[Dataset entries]
● ● ● ● ●

PR #741, opened 2024-01-05
consider the logical type when generating random data

hwse:
The utility functions utils.generate_many and utils.generate_one currently do not consider the logical types. This means for a `string` field with logical type `uuid` invalid values may be generated.

fastavro will then refuse to encode these values. This prevents users to generate random avro records if their schema contains `uuid` fields. To fix this i added a test and basic implementation for all logical types supported by fastavro.

### DIFF
--- a/fastavro/utils.py
+++ b/fastavro/utils.py
@@ -1,12 +1,28 @@
+import datetime
+import uuid
 from hashlib import md5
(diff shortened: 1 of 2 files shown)


scottbelden:
Thanks for the improvement!

PR #742, opened 2024-01-08
test with zlibng

scottbelden:
Resolves https://github.com/fastavro/fastavro/issues/740 and https://github.com/fastavro/fastavro/issues/605

### DIFF
--- a/developer_requirements.txt
+++ b/developer_requirements.txt
@@ -16,3 +16,4 @@ cramjam
 # Also don't install on windows for similar reasons
 zstandard; sys_platform != 'win32'
 lz4; sys_platform != 'win32'
+zlib_ng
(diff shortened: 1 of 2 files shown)


musicinmybrain:
I used the proposed `python-cramjam` package I’m working on for Fedora (pending a few package reviews), and a `python-zlib-ng` package I just put together, to test local builds in Fedora Rawhide (future Fedora 40), 39, and 38.

Fedora Rawhide/40 has the zlib-compat interfaces of zlib-ng as the system-wide zlib implementation (including for the Python standard library), and the others have zlib-ng packaged, but not replacing classic zlib.

At least on `x86_64`, this is working for me in all three releases! Thank you.

scottbelden:
Awesome. Thanks for the original detailed report.

PR #749, opened 2024-02-09
accept alias without namespace

monika-gz:
solves this issue:
https://github.com/fastavro/fastavro/issues/648


scottbelden:
Thanks. Can you add the test case from the issue? You can probably find similar tests in tests/test_fastavro.py that use a reader and writer schema and do a roundtrip.

scottbelden:
Merged via https://github.com/fastavro/fastavro/pull/751

PR #750, opened 2024-02-11
style: simplify condition in _parse_schema method

manawasp:
Hey,

I was working on fixing [python-schema-registry-client](https://github.com/marcosschroh/python-schema-registry-client) bump to fastavro 1.9.3 and due typing issue I end up here reading the code source, I found the following code block can be simplified.

Code behavior should not change via this PR.

_I read the Contributing part and I think this change could go straight to a PR. If you mind differently don't hesitate to tell me_

### DIFF
--- a/fastavro/_schema.pyx
+++ b/fastavro/_schema.pyx
@@ -72,7 +72,7 @@ cpdef inline extract_record_type(schema):
     if isinstance(schema, list):
         return "union"
 
-    return schema  
+    return schema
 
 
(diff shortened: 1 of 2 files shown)


scottbelden:
Thanks for simplifying this. Would you mind also updating the _schema.pyx (https://github.com/fastavro/fastavro/blob/master/fastavro/_schema.pyx#L268-L279) file to match?

manawasp:
Sure ! Done + rebase

PR #751, opened 2024-02-12
Fix aliases in schema resolution

hwse:
Same as https://github.com/fastavro/fastavro/pull/749 but with additional tests. This should fix https://github.com/fastavro/fastavro/issues/648 (added test similar to the example).


scottbelden:
Thanks for the contribution!

PR #753, opened 2024-02-15
fix return_record_name option for aliases in a union

hwse:
These changes should fix a issue with the `return_record_name` and `return_named_type` reader options that occur during schema resolution in a union with aliases.

The issue is that if:

- `return_record_name` is set to True
- or `return_named_type` is set to True

one would expect that the returned names are the names from the reader schema. But this is currently not the case when:

- the writer schema has a union where one of the branches is a named record
- the reader schema changes the name of that record and also adds a alias for the old name

**Then the record name of writer schema is returned**. 

This causes some issues like:

- no being able to re-encode the message with the reader schema (the reader schema has no record with the old name)
- having to check the old and new name in code

### DIFF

● ● ● ● ●

Copy from the entries above each line in which the string "opened" can be found.

PR #741, opened 2024-01-05
PR #742, opened 2024-01-08
PR #749, opened 2024-02-09
PR #750, opened 2024-02-11
PR #751, opened 2024-02-12
PR #753, opened 2024-02-15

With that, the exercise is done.